When Covid-19 burst upon the scene this past march, startup ventures faced dramatic shifts in markets and the importance of strategic agility became undeniable: If you wanted your venture to survive, let alone thrive, business experts almost universally advocated deep internal cuts accompanied by pivots to new markets and business models. However, many well-funded startups in hard-hit industries such as hospitality, travel, and furniture to name a few — shunned strategic agility (changing product-market fit) for stability and resolutely stayed the course with only minor tweaks.
However, staying the course doesn’t mean total inaction. Across a number of ventures, the authors found some commonalities, a set of rules that the “stay-the-course” companies followed. The following is a brief summary of the rules summarized by the authors:
- Immediately slow down. Entrepreneurs tend to run at breakneck speed. However, when their markets started to meltdown, rather than slamming on the brakes, they downshifted in order to listen to customers, track the market, conserve resources, and enhance their ability to change direction if needed.
- Take time to reaffirm your basic thesis. Slowing down also allowed these entrepreneurs to make double sure that their view of their future marketplace was still valid.
- Trim fat, not muscle. Part of slowing down is trimming operations, but only around the margins.
- Watch new data like a hawk. Within days of the lockdowns starting, many businesses saw demand for their products and services start to plummet. However, rather than overreact, they started looking at all kinds of new data. Rapidly absorbing this new data has paid off in spades for many new ventures. For example, administering the Line-of-Sight assessment will quickly expose any hidden vulnerabilities that have risen inside the business and put the executive team in the proper position to take the appropriate corrective actions.

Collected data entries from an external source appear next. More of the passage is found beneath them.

PR #321, opened 2026-06-15
SS-9756: fixed race condition issue between multiple use effects

MajorMeerkatThe3rd:
https://shapediver.atlassian.net/browse/SS-9756

I had to switch some parts to be done synchronously, as otherwise we got into these race conditions.
This was specifically a case for models that waited for output actions from instances


snabela (approved):
thank you @MajorMeerkatThe3rd !

PR #323, opened 2026-06-17
SS-9698: Add stack case: floated container

LemToUp:
https://shapediver.atlassian.net/browse/SS-9698


MajorMeerkatThe3rd (approved):
@LemToUp thank you

PR #328, opened 2026-06-23
SS-9800: fix undo button for custom parameters

MajorMeerkatThe3rd:
https://shapediver.atlassian.net/browse/SS-9800

When using undo/redo on a model with instances, custom parameter values (material selections, vase sizes) were reset to their output defaults instead of being restored to the correct previous state. History restore was restoring all namespaces in one parallel batch, including `*_appbuilder` dynamic custom-parameter namespaces. But these namespaces are derived from the AppBuilder output and their parameter stores only exist after the model customization completes.

History undo/redo now follows the normal parameter update path:

1. Restore only primary/model namespaces: *_appbuilder namespaces are excluded from direct restore since they are derived state, not source state.
2. Repopulate derived custom parameters from the restored input: When the AppBuilder output recreates dynamic custom parameters after a model update (including undo), the hook now reads the restored values from the AppBuilder input and uses them instead of falling back to fresh output defaults.

### DIFF
--- a/entities/parameter/model/useShapeDiverStoreParameters.ts
+++ b/entities/parameter/model/useShapeDiverStoreParameters.ts
@@ -6,6 +6,7 @@ import {
 	IShapeDiverOutput,
 	IShapeDiverOutputDefinition,
 } from "@AppBuilderLib/entities/output/config/output";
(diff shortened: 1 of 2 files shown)


snabela (approved):
Makes complete sense, thank you for digging into this @MajorMeerkatThe3rd !

PR #331, opened 2026-06-25
SS-9800: implemented context aware parameter history

MajorMeerkatThe3rd:
https://shapediver.atlassian.net/browse/SS-9800

### What changed                                                                           
                                                                                            
 - During history restore, only real/controller session namespaces are executed             
 - *_appbuilder history state is kept temporarily and used only to rehydrate the derived    
   custom parameter stores                                                                  
 - Rehydration updates the custom parameter UI/store values directly, without executing     
   their executor again                                                                     
                                                                                            
 ### Why                                                                                    
                                                                                            
 History stores a snapshot of resulting state, not the original single user action.         
 So undo/redo should restore the source-of-truth session state and then rehydrate derived   
 AppBuilder UI state, instead of rerunning the full live custom-parameter execution path.

### DIFF
--- a/entities/parameter/config/shapediverStoreParameters.ts
+++ b/entities/parameter/config/shapediverStoreParameters.ts
@@ -299,6 +299,13 @@ export interface IShapeDiverStoreParameters {
 	readonly historyIndex: number;
 
 	/**
+	 * Transient derived namespace state captured during history restore.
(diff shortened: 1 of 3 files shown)


snabela (commented):
Danke @MajorMeerkatThe3rd !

- Test for weaknesses and prepare internally. Companies should apply increased scrutiny not only to the marketplace but also to their own internal points of failure. You can stay the course only if you stay ahead of the organizational disruption that external shocks can cause.
- If and when you do decide to pivot, consider doing it explosively.
Methodically not-pivoting can pay off — in the right situation, that is. Staying the course, with minor adjustments, has proved to be a winning strategy for many ventures. The lesson here is that when a crisis hits, it pays to resist knee-jerk reactions on how to handle external shocks. Instead, ask what is going to work best for your company, based on the particular realities of its business. Ignoring the playbook of rapid cuts plus strategic pivoting can be the smart move.